I think you should look also at Josiah's reign.


----------



## VirginiaHuguenot (Feb 2, 2005)

> _Originally posted by Me Died Blue_
> Also, while I am convinced that the doctrine of theonomy is Scriptural, I must note that one does _not_ have to be a theonomist by any means to show that biblically, one can be a good prince and Christian at once. Non-theonomists (those who do not believe the specific principles seen in the judicial laws to be binding today) can point to the Old Testament king system just as well and simply appeal to the fact that God ordained princes and kings, and God cannot contradict Himself.

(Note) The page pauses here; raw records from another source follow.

PR #1240, opened 2015-01-18
move picnic table icon to SVG

nebulon42:
Implements part of #1165.
Icon: [nebulon42/osmic/table-16.svg](https://github.com/nebulon42/osmic/blob/master/outdoor/table-16.svg)

before
table_before

after
picnic


mkoniecz:
My problem with this icon that it looks like information board (at least for me). New ones also have this problem.

nebulon42:
You mean like a scaffold for a board (as in painting)? This is a very common symbol for a picnic table, I'm not able to think about something else. But if you have some hints, maybe there is something better.

mkoniecz:
I know. I tried some variations - but it made problem even worse.

althio:
Based on this picture:
https://commons.m.wikimedia.org/wiki/File:Picnic_table.jpg

I think the bench could be represented with extra height and the tabletop with reduced height.
Rough idea:image2

With extra features like glass and bottle?
Rough idea 2:image4

pnorman:
I prefer the simpler bench to those more complex ones - either the existing one or the new one.

math1985:
Tester thinks icon symbolizes a bench in the park. Good enough I think.

nebulon42:
By saying "simple" do you refer to the thicker or the thinner version?

math1985:
The thinner one without bottles.

althio:
Thanks for your feedback. That was mostly illustrative hints to @nebulon42 because sometimes explaining by words is more difficult. Eventually if he thinks he can integrate a few concepts in his own design he will certainly do better than my attempts.

As for preference, I am OK with either. However I think the after-thick from @nebulon42 has a better shape but is a bit too thick, while after-lighter has the correct weight but shape of legs and benches feel less natural.

Another attempt based on the lighter version: picnic-lighter-width-bench3-narrower

nebulon42:
@althio Thanks for the concrete suggestions, much appreciated.

I'm still undecided on thick vs. thin. I think that thin is too thin, but thick is a bit too thick. A solution would be to use 1,5px wide elements, but this would increase blurriness.

pnorman:
> A solution would be to use 1,5px wide elements, but this would increase blurriness.

It's not too serious an issue if the unaligned side is on the interior.

nebulon42:
Thanks @pnorman for the suggestion, you were right. I'm now quite happy with the result, see preview above.

althio:
@nebulon42 I am happy also with your new suggestion, 1.5 is a nice middle ground.
Last nitpick -- feel free to ignore -- horizontally maybe the benches should extend more or the table extend less.

Issue #1066, opened 2014-10-15
Render memorial:type=stolperstein only in z19


tilmanb:
There are lots[0] of "Stolpersteine"[1] in the OSM data. Each Stolperstein is a memorial for one or more persons deported and killed by the nazi regime.

The number of Stolpersteine is huge, and they someplace[2] clutter the map output at z18.

This has lead to users deleting them "for simplicity's sake" and to "clean up the map". This is unacceptable, of course, but the problem of map clutter remains.

So i propose to render features tagged with

```
historic=memorial
memorial:type=stolperstein
```

only at z19.

[0] 12567 nodes as of this writing, see http://taginfo.openstreetmap.org/tags/memorial%3Atype=stolperstein
[1] https://en.wikipedia.org/wiki/Stolperstein
[2] http://www.openstreetmap.org/#map=18/50.12166/8.68692

pnorman:
👎 to memorial:type=stolperstein. The usage of it is too country-specific. I'd be more open to memorial=plaque along with the other `memorial` subkeys, but usage isn't great.

dieterdreist:
sent from a phone

> On 15 Dec 2016, at 06:35, Paul Norman <notifications@github.com> wrote:
> 
> 👎 to memorial:type=stolperstein. The usage of it is too country-specific. I'd be more open to memorial=plaque along with the other memorial subkeys, but usage isn't great.
> 


although this had started in Germany as a project by a German artist, there are now occurrences in other countries as well. As long as there are many, why does it matter those are not equally distributed?

imagico:
We aim to support generic tagging.  `memorial:type=stolperstein` on the other hand is highly specialized.  If `memorial=plaque` (3617 uses) and `memorial:type=plaque`(476 uses) are rendered this could be considered but otherwise it would support incorrect tagging.

Note the fact that we have competing `memorial=*` and `memorial:type=*` is in itself an issue.

math1985:
>  The usage of it is too country-specific.

There are stolpersteinen in 18 different countries now.

However, I agree usage is too specialized. Not too mention that there are Stolpersteinen every couple of houses in some German cities.

dieterdreist:
2016-12-15 9:27 GMT+01:00 Christoph Hormann <notifications@github.com>:

> We aim to support generic tagging. memorial:type=stolperstein on the
> other hand is highly specialized. If memorial=plaque (3617 uses) and
[...]

Issue #758, opened 2014-07-25
Add rendering for historic=monument


mrwojo:
An icon and name should do (as with its cousin historic=memorial). There's already a CC0 icon for it at http://www.sjjb.co.uk/mapicons/ which is the icon osm.org's browse page uses for this tag.

historic=monument has about 30k uses.

This may reveal some latent weirdness in tagging... like how every stone in Stonehenge is marked historic=monument.

nebulon42:
I can offer this ([nebulon42/osmic/monument-16.svg](https://github.com/nebulon42/osmic/blob/master/tourism/monument-16.svg)) as icon if it is decided to be rendered.

kocio-pl:
I like this icon - of course I wait for a subtags support (wall-mounted memorial is very different from a big memorial monument - see the examples of its variety: https://en.wikipedia.org/wiki/Memorial#Examples_of_notable_memorials ), but we need it for many landmarks.

kocio-pl:
@nebulon42: Whatever happened to this icon? Long time no hear... =}

nebulon42:
I never intended to do a PR here, because first it has to be clear if it should be rendered or not and I'd like to avoid another #1304 where in the PR discussion it became clear that there is no support for additional rendering. The icon is available, feel free to use it.

kocio-pl:
Hm, because historic=monument looks like designed especially for buildings, which are visible on the map anyway (even with the name), this icon is optional, but I think it would do no harm. Probably we need a visual before/after test to know.

PR #1241, opened 2015-01-18
move memorial icon to SVG

nebulon42:
Implements part of #1165.
Icon: [nebulon42/osmic/memorial-16.svg](https://github.com/nebulon42/osmic/blob/master/tourism/memorial-16.svg)

before
memorial_before

after
memorial_after


math1985:
Tester recognizes neither before nor after.

I'm not sure if this should rendered significantly/on low zoomlevels at all. Some mrmorials are significant landmarks, but others are very minor compared to yhe surroundings.

pnorman:
I think the new icon is an improvement - but the basic idea of the icon needs revisiting, as in my experience it's not clear what it means.

HolgerJeromin:
yes,  the icon is good, but especially the german "Stolpersteine" are much too prominent.

nebulon42:
Prominence: Agreed, but the icon is now smaller although sharper. This needs adressing by categorising using other tags.

Other icon: I thought about this a bit and it is hard to come up with something distinctive for memorial. The idea of depiciting a plate or stone with text on it is not so bad. Sometimes this are statues, but depiciting e.g. a head would not include all the other possibilities of memorial. The other icon I meant to use for monument ([monument-16.svg](https://github.com/nebulon42/osmic/blob/master/tourism/monument-16.svg)) might imply a larger structure.

althio:
Regarding the icon itself: :+1: 

Regarding previous comments: I very much agree with @math1985 and @nebulon42 
> I'm not sure if this should rendered significantly/on low zoomlevels at all. Some mrmorials are significant landmarks, but others are very minor compared to yhe surroundings.
> Prominence: [...] This needs adressing by categorising using other tags.

As many other features, it would be great to have subtags and established rules (tiers for zoom threshold and rendering) so that:
* first tier: important/landmark/monumental features are rendered early (z16?) and maybe special rendering when second tier appears (slightly larger icon size? icon in square/circle?)
* second tier: common features are rendered at closer zoom levels (z18?)
* negligible features are not rendered or only a maximal zoom level and maybe special rendering (lighter as in private POI?).

polarbearing:
@althio - would be good, but apparently (see #1066) subtags are not yet supported. 
If the monumental features are tagged as monument they could get a different icon as proposed in #758.

kocio-pl:
Sooner or later we will need the subtags rendering - memorial table and memorial cemetery are very different beasts.

math1985:
Memorial rendering clearly has issues, but at least everyone agrees that the new icon is an improvement, so I don't mind merging this.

As a non-theonomist, I too would point to the godly kings, judges and other rulers in the OT such as David, Solomon, Hezekiah, Josiah, Joseph, Daniel, etc. They were men like us and that means they were sinners, but they were also godly in their office and did not believe in the foolish, modern doctrine of setting aside one's religious convictions while serving as a civil magistrate. 

The Westminster Confession (see Chap. XXIII) certainly doesn't lend any support to the idea that Christians can't serve in government _per se_. The temptation to compromise grows with the responsibility of the office, so many men are led astray by pragmatism, but that is true of any Christian who faces temptation in life. God is able to give grace and wisdom to do what is right in all circumstances. 

Besides the OT examples, there was King Edward VI of England, Prince William of Orange of the Netherlands, King William III of England, as well as the men who governed in the Council of Geneva or the Puritans who governed the New England colonies. The point being, there are historical examples of godly civil magistrates if one looks hard enough. 

God gives grace to us all, even civil magistrates, which is in part why we are commanded to pray for our leaders (cf. Rom. 13; I Tim. 2.1-4).

[Edited on 3-2-2005 by VirginiaHuguenot]


----------



## Me Died Blue (Feb 2, 2005)

Can I get an


----------



## LadyFlynt (Feb 2, 2005)




----------



## ABondSlaveofChristJesus (Feb 5, 2005)

Here is my paper....

I don't really feel that confident about it, considering the amount of time I had to do it, and the sheer ignornace I had of it at the start. Go ahead and butcher this thing to a piece if you want. I need to learn. 


Can a good prince be a good Christian?

This entire question revolves around the meaning behind the terminology of the word good. In this postmodern world everything seems to be relevant. The majority of people both Christians and pagans define “good” outside of the boundaries of scripture. When this is done all they can do is pull their subjective ideas of good out of the air, because there is no standard or foundation for their definition. In fact according to most peoples definition of good, God would not be good! Therefore a true exegesis of scriptures is necessary to define what good is. After giving certain scriptures (Isaiah 45:7, Mark 10:17,18, 1 Jonah 1:5, to name a few) a thorough exegesis one can assert that God himself is the definition and standard of good. Good is whatever conforms to His holy character which can be defined through his holy law. A good ruler would be one who governs a nation with God’s law. This is because absolute justice is found through God’s law. Therefore since good and God’s law for ruling are synonymous, only a good Christian can be a good prince! To declare that a good prince cannot be a good Christian is to claim that God’s law is not sufficient, that God’s contradicts himself in his ordination, and basically that God isn’t God. To declare this is antithetical to Christianity, and blasphemous, no matter whom the asserter is. 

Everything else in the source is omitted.